PR #850, opened 2022-05-23
Increase to 50 dependabot proposals

ppkarwasz:
We have 38 upgradeable dependencies. In order to limit the annoyance from Dependabot PRs, I propose to limit the number of `test` scope upgrade proposals to 10 and to give a larger number (50) for the remaining ones.

Another solution would be to prioritize the number of upgrade proposals for `log4j-api` and `log4j-core` and limit those for the remaining modules.

### DIFF
--- a/.github/dependabot.yml
+++ b/.github/dependabot.yml
@@ -16,9 +16,17 @@
 #
 version: 2
 updates:
+# No more than 10 PRs for dependencies with a `test` scope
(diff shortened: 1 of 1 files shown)


vy:
LGTM. I am against using `dependabot` only for `-api` and `-core`. I do my best to take care `dependabot` PRs for `-jackson-` and `-layout-template-json`.

PR #916, opened 2022-06-05
[LOG4J2-2921] Parallel execution for JUnit5 tests

ppkarwasz:
Unit tests in `release-2.x` are executed sequentially in per-test JVMs. While parallel execution in a single JVM requires a lot of work, this PR makes a step in this direction: the tests based on JUnit5 in `log4j-core` (about 50% of the tests) are executed in per-test JVMs, but in parallel.

This requires only a private/temporary directory for each test to store its logs (@PrivateDir extension), so that tests using the same file names don't clash.

As a preliminary step to phase 2 (running multiple JVMs in parallel and reusing them for multiple tests), this PR also introduces a thread-bound property source/lookup that can be retrieved with the @TestProperties annotation (or @SetTestProperty).

### DIFF
--- a/log4j-core/pom.xml
+++ b/log4j-core/pom.xml
@@ -444,6 +444,30 @@
             <org.apache.activemq.SERIALIZABLE_PACKAGES>*</org.apache.activemq.SERIALIZABLE_PACKAGES>
           </systemPropertyVariables>
         </configuration>
+        <executions>
+            <execution>
+                <id>default-test</id>
+                <phase>test</phase>
+                <goals>
+                  <goal>test</goal>
+                </goals>
+                <configuration>
+                   <includeJUnit5Engines>junit-jupiter</includeJUnit5Engines>
+                   <forkCount>1C</forkCount>
+                   <runOrder>random</runOrder>
+                </configuration>
+            </execution>
+            <execution>
+                <id>junit4-test</id>
+                <phase>test</phase>
+                <goals>
+                  <goal>test</goal>
+                </goals>
+                <configuration>
+                    <excludeJUnit5Engines>junit-jupiter</excludeJUnit5Engines>
+                </configuration>
+            </execution>
+        </executions>
       </plugin>
       <plugin>
         <groupId>org.apache.maven.plugins</groupId>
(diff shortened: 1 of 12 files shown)


jvz:
This looks like a great approach! I like that this can enable more parallelism than the equivalent system property approach since those are global. I also like that this is such a small change compared to modifying every existing test. While I've managed to get the API and plugins modules to work in parallel+concurrency (single process multi threaded option rather than forking), what I've been doing there won't scale to core tests without additional changes such as in this PR. As such, this PR most likely applies to master with minimal changes, too!

log4j-core/pom.xml
```diff
@@ -444,6 +444,30 @@
...
+            <execution>
+                <id>default-test</id>
+                <phase>test</phase>
+                <goals>
+                  <goal>test</goal>
+                </goals>
+                <configuration>
+                   <includeJUnit5Engines>junit-jupiter</includeJUnit5Engines>
+                   <forkCount>1C</forkCount>
+                   <runOrder>random</runOrder>
```
jvz, line 457: I've taken to using `<runOrder>balanced</runOrder>` when parallelizing tests. I did set them to random recently in master because I was sick of seeing the same slow tests at the beginning and wanted to change things up. :)

ppkarwasz: I set the run order to random, to empirically check if two test classes do not use the same log files. Hopefully if they do, once in a while we will have some meaningful test failures.

jvz: Ah, that's another goal of mine whenever I set the ordering to random. I'm trying to see if there are any test interferences that would otherwise have gone unnoticed locally.

ppkarwasz:
@rgoers,
Can I merge this before the 2.18.0 release or should I wait to be safe?

PRINSIS:
Duplicate of #Open
[[LOG4J2-2921] Parallel execution for JUnit5 tests](https://github.com/apache/logging-log4j2/pull/916#)
#916
[ppkarwasz](https://github.com/ppkarwasz) wants to merge 1 commit into [apache:release-2.x](https://github.com/apache/logging-log4j2) from [ppkarwasz:partial-parallel-tests](https://github.com/ppkarwasz/logging-log4j2/tree/partial-parallel-tests)

PR #924, opened 2022-06-09
[LOG4J2-3534] Fix LevelRangeFilterBuilder to align with log4j1's behavior

yueki1993:
https://issues.apache.org/jira/browse/LOG4J2-3534


log4j-1.2-api/src/test/java/org/apache/log4j/config/PropertiesConfigurationTest.java
```diff
@@ -326,4 +326,9 @@ public void testEnhancedRollingFileAppender() throws Exception {
         }
     }
 
+    @Override
```
yueki1993, line 329: Should I add test in `Log4j1ConfigurationFactoryTest`, too?
I don't understand the difference of `PropertiesConfigurationTest` and it.

log4j-1.2-api/src/test/java/org/apache/log4j/config/PropertiesConfigurationTest.java
```diff
@@ -129,6 +129,28 @@ public void testConsoleAppenderLevelRangeFilter() throws Exception {
...
+            assertEquals(0, legacyAppender.getEvents().size());
+            // denied???
+            logger.warn("WARN");
+            assertEquals(0, legacyAppender.getEvents().size());
+            // denied???
+            logger.error("ERROR");
+            assertEquals(0, legacyAppender.getEvents().size());
+            // denied???
+            logger.fatal("FATAL");
+            assertEquals(0, legacyAppender.getEvents().size());
```
yueki1993: this test fails in ba48d2b, so I took a look here.
Under this setting, this rejects all output logs.

I believe we expect here we get all messages accepted because we set `levelMin=ALL`.
(see: https://issues.apache.org/jira/browse/LOG4J2-2315)

log4j-1.2-api/src/main/java/org/apache/log4j/builders/filter/LevelRangeFilterBuilder.java
```diff
@@ -83,19 +86,23 @@ public Filter parse(PropertiesConfiguration config) {
...
-            max = OptionConverter.toLevel(levelMax, org.apache.log4j.Level.FATAL).getVersion2Level();
+            max = OptionConverter.toLevel(levelMax, org.apache.log4j.Level.OFF).getVersion2Level();
         }
         if (levelMin != null) {
-            min = OptionConverter.toLevel(levelMin, org.apache.log4j.Level.DEBUG).getVersion2Level();
+            min = OptionConverter.toLevel(levelMin, org.apache.log4j.Level.ALL).getVersion2Level();
         }
         org.apache.logging.log4j.core.Filter.Result onMatch = acceptOnMatch
                 ? org.apache.logging.log4j.core.Filter.Result.ACCEPT
                 : org.apache.logging.log4j.core.Filter.Result.NEUTRAL;
```
yueki1993, line 100: Is it better to output warning log if `max <  min` here?
Current released implementation should work if we swap `levelMin` and `levelMax` in `log4j.properties`.
This is degradation for people who configure log4j like that.

log4j-1.2-api/src/test/java/org/apache/log4j/config/PropertiesConfigurationTest.java
ppkarwasz: `Log4j1ConfigurationFactory` is an old factory that does not use builders. No need to add it there.

log4j-1.2-api/src/main/java/org/apache/log4j/builders/filter/LevelRangeFilterBuilder.java
ppkarwasz: There was no warning in Log4j 1.x, so I wouldn't add it here. You can add a warning in the Log4j2 factory `LevelRangeFilter#createFilter` (using the `StatusLogger`).

ppkarwasz (approved):
@yueki1993,

Thank You for your contribution. This looks good to me, just remember to add an entry in the `src/changes/changes.xml` file.

log4j-1.2-api/src/main/java/org/apache/log4j/builders/filter/LevelRangeFilterBuilder.java
yueki1993: OK, I won't add warning log in Log4j2 factory too because if someone misconfigures LogLevelRangeFilter, no logs will be output - they should be able to notice misconfiguration easily.

yueki1993:
Hello @ppkarwasz,
Thank you for your review. I pushed `src/changes/changes.xml`.
Is it better to squash my commits?

PR #1277, opened 2023-02-16
Moving away from PARAM_VALUE_ESCAPE_PATTERN in Rfc5424Layout

### LINKED ISSUE #1224: `Rfc5424Layout` shouldn't match regular expressions against user input
`escapeSDParams()` called by `appendMap()` matches `PARAM_VALUE_ESCAPE_PATTERN` expressions against MDC data. This can be improved by a manual comparison.

adwsingh:
Moving away from PARAM_VALUE_ESCAPE_PATTERN in Rfc5424Layout to manually checking for es-capable characters. Fixes #1224 

## Checklist

* `./mvnw verify` succeeds (if it fails due to code formatting issues reported by Spotless, simply run `spotless:apply` and retry)
* Changes contain an entry file in the `src/changelog/.2.x.x` directory


log4j-core/src/main/java/org/apache/logging/log4j/core/layout/Rfc5424Layout.java
```diff
@@ -570,7 +570,15 @@ private void appendMap(final String prefix, final Map<String, String> map, final
     }
 
     private String escapeSDParams(final String value) {
-        return PARAM_VALUE_ESCAPE_PATTERN.matcher(value).replaceAll("\\\\$0");
+        StringBuilder output = new StringBuilder();
```
vy, line 573: @adwsingh, could you implement the following changes as well, please?
1. Remove the `PARAM_VALUE_ESCAPE_PATTERN` constant (reorganize the `import`s)
2. Don't instantiate the `StringBuilder` until you encounter one of the target characters. If nothing to be escaped, i.e., `output == null`, you can simply return the `value` as is.
3. Please stick to the coding style followed in the rest of the file; whitespace after `if`, decorate variables with `final` modifier wherever possible, etc.

adwsingh: Sure @vy . I wanted to remove `PARAM_VALUE_ESCAPE_PATTERN` but didn't because it was public.

vy:
@adwsingh, mind adding a `src/changelog/.2.x.x/1277-replace_regexp_in_Rfc5424Layout.xml` file too, please?

log4j-core/src/main/java/org/apache/logging/log4j/core/layout/Rfc5424Layout.java
ppkarwasz: @vy: I agree with @adwsingh: unfortunately public constants must be kept (but can be `@Deprecated`), because this is not an internal class.

ppkarwasz (approved):
LGTM

PR #1278, opened 2023-02-16
Don't use regex to detect MessagePattern

### LINKED ISSUE #1223: FormattedMessage doesn't need to use regular expressions
In order to determine which message format syntax to use in `FormattedMessage`, this uses a regular expression. This can be simplified by flipping the ordering to check for a parametrized message first before assuming it's a printf-style message.

adwsingh:
Don't use regex to detect MessagePattern. Fixes #1223

### DIFF
--- a/log4j-api/src/main/java/org/apache/logging/log4j/message/FormattedMessage.java
+++ b/log4j-api/src/main/java/org/apache/logging/log4j/message/FormattedMessage.java
@@ -33,8 +33,6 @@ public class FormattedMessage implements Message {
 
     private static final long serialVersionUID = -665975803997290697L;
     private static final int HASHVAL = 31;
-    private static final String FORMAT_SPECIFIER = "%(\\d+\\$)?([-#+ 0,(\\<]*)?(\\d+)?(\\.\\d+)?([tT])?([a-zA-Z%])";
-    private static final Pattern MSG_PATTERN = Pattern.compile(FORMAT_SPECIFIER);
 
     private String messagePattern;
     private transient Object[] argArray;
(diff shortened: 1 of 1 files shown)


log4j-api/src/main/java/org/apache/logging/log4j/message/FormattedMessage.java
```diff
@@ -184,20 +182,20 @@ protected Message getMessage(final String msgPattern, final Object[] args, final
...
         try {
-            if (MSG_PATTERN.matcher(msgPattern).find()) {
-                return new StringFormattedMessage(locale, msgPattern, args);
+            if (ParameterizedMessage.countArgumentPlaceholders(msgPattern) > 0) {
+                return new ParameterizedMessage(msgPattern, args, aThrowable);
             }
         } catch (final Exception ignored) {
-            // Also not properly formatted.
+            // Not a valid parameterized message.
         }
```
ppkarwasz, line 197: I don't believe we need a `try...catch`.

adwsingh: I felt so but erred on the side of caution. Removed now.

vy:
@adwsingh, we have renamed `release-2.x` and `master` branches to `2.x` and `main`, respectively. As an unexpected outcome, all PRs targeting those branches are closed. Would you mind re-creating your PR against these new branches, please?

rgoers:
@vy This is really nasty. There has to have been a better way to do this than to cause all these to be closed. There are a bunch of good PRs that got hit.

PR #1290, opened 2023-02-27
Set codeql workflow top level permission

### LINKED ISSUE #1289: Set permissions to codeql github workflow
**Warning!**
It is highly recommended to discuss feature requests in [the mailing lists](https://logging.apache.org/log4j/2.x/support.html) first.

I'm talking on behalf of Google and the OpenSSF.

There is a known issue of github workflow that it grants write permission to all workflows unless defined otherwise, thus, it is both a recommendation from [OpenSSF Scorecard](https://github.com/ossf/scorecard/blob/main/docs/checks.md#token-permissions) and the [Github](https://docs.github.com/en/actions/security-guides/security-hardening-for-github-actions) to always use credentials that are minimally scoped.

I've seen that almost all of logging-log4h2 workflows already has the permissions minimally scoped, except for codeql that, although it has the permissions set at the job, it has no top level permission defined. Just to guarantee that no job eventually added to the workflow will have undesirable write permissions, I'll send a suggestion setting the top level permission as none. 

Feel free to reach me out in case of any doubts or concerns.

joycebrum:
## Changes
Closes #1289 
- Set codeql workflo top level permission as read-all, according to other workflows' top level permissions.

## Checklist

- [ ] Base your changes on `2.x` branch if you are targeting Log4j 2; use `main` otherwise
    >I've based on `release-2.x` since basing on 2.x was causing some conflict on CONTRIBUTING.md. Let me know if I should base on `2.x`anyway
- [ ] `./mvnw verify` succeeds (if it fails due to code formatting issues reported by Spotless, simply run `spotless:apply` and retry)
- [ ] Changes contain an entry file in the `src/changelog/.2.x.x` directory
    > Is it also applicable to this type of changes (on the workflows)?
- [ ] Tests for the changes are provided
- [x] [Commits are signed](https://docs.github.com/en/authentication/managing-commit-signature-verification/signing-commits) (optional, but highly recommended)

### DIFF
--- a/.github/workflows/codeql-analysis.yml
+++ b/.github/workflows/codeql-analysis.yml
@@ -24,6 +24,8 @@ on:
   schedule:
     - cron: '32 12 * * 5'
 
+permissions: read-all
+
 jobs:
 
   analyze:


ppkarwasz:
@joycebrum,

This was closed automatically by Github because we renamed the `release-2.x` branch to `2.x`. Feel free to resubmit it.

PR #1312, opened 2023-02-28
Add environment variable arbiter

MouettE-SC:
This is a copy of old PR #682 which was closed following branch renames.

This is a simple arbiter using environment variables functionnally based on the existing system property arbiter (on which I corrected some typos). Tests are included using system-lambda and review remarks from #682 have been included also.


ppkarwasz:
This was squashed into e0fd5cc245e3fd8325fcbd73cca83022aec84add and merged.

Thank you very much @MouettE-SC.

PR #790, opened 2022-03-11
[LOG4J2-3040] Avoid ClassCastException in JeroMqManager with custom LoggerContextFactory

grgrzybek:
Signed-off-by: Grzegorz Grzybek <gr.grzybek@gmail.com>

I tried using `org.apache.logging.log4j.test.junit.LoggerContextFactoryExtension`, but somehow I couldn't make it work (maybe incompatible with `org.apache.logging.log4j.core.test.junit.LoggerContextRule`?

PR #1313, opened 2023-03-01
[LOG4J2-3040] Avoid ClassCastException in JeroMqManager with custom LoggerContextFactory

grgrzybek:
Created after #790 was closed because of the branch rename.


ppkarwasz:
Apparently this was already included into 2.18.0 (cf. [changelog](https://logging.apache.org/log4j/2.x/release-notes/2.18.0.html#fixed)), but the attribution might have been copy-pasted. We are really sorry about that, it will be fixed when we republish the changelog.

grgrzybek:
no problem - thanks ;)

Issue #1319, opened 2023-03-02
Spotless failures should generate artifacts


jsoref:
When spotless fails, all of the files it wants to change and the diffs it produces should be uploaded as artifacts using `actions/upload-artifact` so that contributors (especially drive-by) can see the things that it doesn't like and apply them directly without having to go through 50 iterations to get to a satisfactory state.

ppkarwasz:
Since `./mvnw spotless:apply` is a simple fix to formatting problems and it is mentioned in the error message, I don't see the need for a sophisticated formatting mechanism.

jsoref:
A quick skim shows that this repository refuses to build with anything other than java 11:
https://github.com/apache/logging-log4j2/blob/59275a93429ff5a2073aee507c3c3c07da3825cd/pom.xml#L315

Java 11 reached EOL in September and my employer just replaced Java 11 with Java 21.

My computer's default version of java is 21. It's true that I still have a couple of jdk11s installed, but I should garbage collect them.

When playing in the GitHub ecosystem, it's really nice to drive-by contributors if your CI cycles provide outputs for things you've already spent gobs of cycles on so that others don't have to waste their time regenerating them. This is one of those things. And trust me, I spent *gobs* of time trying to get the spelling PR ready for this repository banging my head against spotless.

Not to point fingers, but your responses to my requests have been incredibly counterproductive. I asked a simple question based on the fact that I had seriously tried and failed to get things to work and you gave a response that didn't work:
https://github.com/apache/logging-log4j2/pull/613#issuecomment-1449476254

I'm asking for something simple for which I'm very willing (and able!) to provide an implementation.

Anyway, I've wasted quite a bit of time on this repository, so when someone is open to assisting me in contributing, I'm available to contribute, until then, I'm writing this repository off.

ppkarwasz:
@jsoref,

Yes, we are aware of the Java 11 limitation (cf. #1851). The only reason it is in place is because some tests are failing with JDK 17 (and even more with JDK 21).

Remark that due to your comments:

- we have fixed Spotless so that it works with every module (including `log4j-bom`, which didn't have a Spotless configuration),
- we have formatted the entire source code using it, so that contributors are not asked to reformat code they did not modify,
- recently we reformatted everything again with a deterministic formatter ([palantir-java-format](https://github.com/palantir/palantir-java-format)).

So I wouldn't say you wasted your time writing those comments.

Issue #1216, opened 2023-01-18
Refresh CONTRIBUTING.md


ppkarwasz:
The [`CONTRIBUTING.md`](https://github.com/apache/logging-log4j2/blob/release-2.x/CONTRIBUTING.md) file needs some updates. E.g. the requirement for "minimal updates" needs to be more precise: Spotless might require reformatting entire files.

PR #1320, opened 2023-03-02
Resolve spotless complaints

jsoref:
`spotless` is a real pain for drive-by-contributors (c.f. https://github.com/apache/logging-log4j2/issues/1216#issue-1538041705, there was an attempt in #1196, https://github.com/apache/logging-log4j2/issues/1319)

My understanding is that the advice to everyone is that they'll need to run spotless on any files they change as part of any effort to make a pr and to tolerate any merge conflicts. That should mean that running spotless on the entire repo is fair game as it's equivalent to anyone making a PR and losing a race against any other PR.

There's one notable problem with this PR, namely: https://github.com/apache/logging-log4j2/issues/1317, but someone can fix spotless for that and then fix the entire codebase. (That someone might be me if someone can explain what spotless is doing/why)

## Checklist

- [x] use `main` otherwise
- [ ] `./mvnw verify` succeeds (if it fails due to code formatting issues reported by Spotless, simply run `spotless:apply` and retry)
- [ ] Changes contain an entry file in the `src/changelog/.2.x.x` directory
- [x] Tests for the changes are provided -- spotless passes
- [ ] [Commits are signed](https://docs.github.com/en/authentication/managing-commit-signature-verification/signing-commits) (optional, but highly recommended) -- happy to do this if requested, but atm it's just overhead, and this took ~50 attempts.


ppkarwasz:
@jsoref,

When I introduced Spotless last September, I was looking for a fast way to remove most useless differences (whitespace and import ordering) between `2.x` and `main`, **without** one big commit. So I used the "ratchet" feature provided by Spotless. After 6 months of usage I must agree with you: we need to fix **all** files at once: "ratchet" does not work outside of a Git working tree and requires the CI to clone multiple commits instead of just the last one.

If we are going to do that, we need to:

 * discuss **all** aspects of code style on the `dev@logging.apache.org` mailing list: the current Spotless configuration has a minimal set of rules and I would want to merge a big commit every time we add a code style rule. A complete [Java style guide](https://logging.apache.org/log4j/2.x/javastyle.html) is on our web site. This could be a starting point for a discussion, but I am sure that some rules are no longer supported.
   Line length, modifier order, `final` keyword, chained invocations wrapping: these are only some examples of rules that are not currently enforced by Spotless, but need to be agreed on.
 * propose a Spotless configuration in one PR,
 * apply the configuration to all files in a second PR (so that committers can verify it more easily).

blacelle:
Hello. Would you consider https://github.com/marketplace/cleanthat/ to apply spotless automatically to incoming PRs ?

(I'm the author of Cleanthat, and a Spotless contributor).

blacelle:
> Line length, modifier order, final keyword, chained invocations wrapping: these are only some examples of rules that are not currently enforced by Spotless, but need to be agreed on.

Line-length can be handlded in spotless with one of the formatting options (Eclipse, GoogleJavaFormat, etc)
Modifier Order is supported through Cleanthat. Unnecessary final keywords also.
I would need more details about expectations around `chained invocations wrapping`.

ppkarwasz:
This has been solved in #1446.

-------------------------

Assignment
Copy out the lines above that hold the string "following".

Finished exercise
vy, line 573: @adwsingh, could you implement the following changes as well, please?
This is a copy of old PR #682 which was closed following branch renames.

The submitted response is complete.